Problem: Could you return every line of the records below that contains the word "only"?

(Stored data entries)
──────────────────────────────

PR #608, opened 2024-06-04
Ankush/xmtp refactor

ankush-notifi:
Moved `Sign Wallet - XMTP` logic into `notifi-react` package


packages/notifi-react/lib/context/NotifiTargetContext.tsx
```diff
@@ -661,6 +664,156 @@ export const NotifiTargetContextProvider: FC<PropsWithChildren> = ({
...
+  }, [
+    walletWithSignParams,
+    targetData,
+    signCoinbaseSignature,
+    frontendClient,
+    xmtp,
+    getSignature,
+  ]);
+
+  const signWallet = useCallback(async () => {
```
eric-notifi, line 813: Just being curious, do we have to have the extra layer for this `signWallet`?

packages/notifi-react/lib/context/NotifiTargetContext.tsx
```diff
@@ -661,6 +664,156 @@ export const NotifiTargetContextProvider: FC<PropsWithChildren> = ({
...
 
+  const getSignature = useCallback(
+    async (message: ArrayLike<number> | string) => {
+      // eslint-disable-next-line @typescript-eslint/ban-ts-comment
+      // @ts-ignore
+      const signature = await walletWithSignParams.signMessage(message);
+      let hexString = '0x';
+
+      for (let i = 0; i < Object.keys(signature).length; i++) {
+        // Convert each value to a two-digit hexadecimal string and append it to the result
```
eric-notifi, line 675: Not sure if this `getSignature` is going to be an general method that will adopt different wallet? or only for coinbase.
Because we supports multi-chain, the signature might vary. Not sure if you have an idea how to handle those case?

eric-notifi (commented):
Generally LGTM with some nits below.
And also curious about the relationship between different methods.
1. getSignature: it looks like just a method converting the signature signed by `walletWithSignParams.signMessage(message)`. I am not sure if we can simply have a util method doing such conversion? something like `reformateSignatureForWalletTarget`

──────────────────────────────

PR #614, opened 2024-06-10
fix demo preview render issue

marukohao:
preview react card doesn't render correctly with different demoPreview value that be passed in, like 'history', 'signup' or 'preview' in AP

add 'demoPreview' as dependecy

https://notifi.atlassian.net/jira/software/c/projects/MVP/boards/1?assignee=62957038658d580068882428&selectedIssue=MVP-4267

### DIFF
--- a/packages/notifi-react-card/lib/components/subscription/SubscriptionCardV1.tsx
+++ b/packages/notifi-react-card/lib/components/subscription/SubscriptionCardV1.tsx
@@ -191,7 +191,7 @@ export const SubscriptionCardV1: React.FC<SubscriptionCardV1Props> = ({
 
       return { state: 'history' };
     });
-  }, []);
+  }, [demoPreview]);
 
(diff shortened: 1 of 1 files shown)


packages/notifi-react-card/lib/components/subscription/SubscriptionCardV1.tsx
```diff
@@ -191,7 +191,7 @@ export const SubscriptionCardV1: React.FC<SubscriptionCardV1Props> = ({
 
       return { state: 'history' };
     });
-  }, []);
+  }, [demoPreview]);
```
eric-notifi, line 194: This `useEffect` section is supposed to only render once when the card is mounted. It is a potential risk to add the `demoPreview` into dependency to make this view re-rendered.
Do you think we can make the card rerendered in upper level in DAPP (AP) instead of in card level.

──────────────────────────────

Task result:
eric-notifi, line 675: Not sure if this `getSignature` is going to be an general method that will adopt different wallet? or only for coinbase.
eric-notifi, line 194: This `useEffect` section is supposed to only render once when the card is mounted. It is a potential risk to add the `demoPreview` into dependency to make this view re-rendered.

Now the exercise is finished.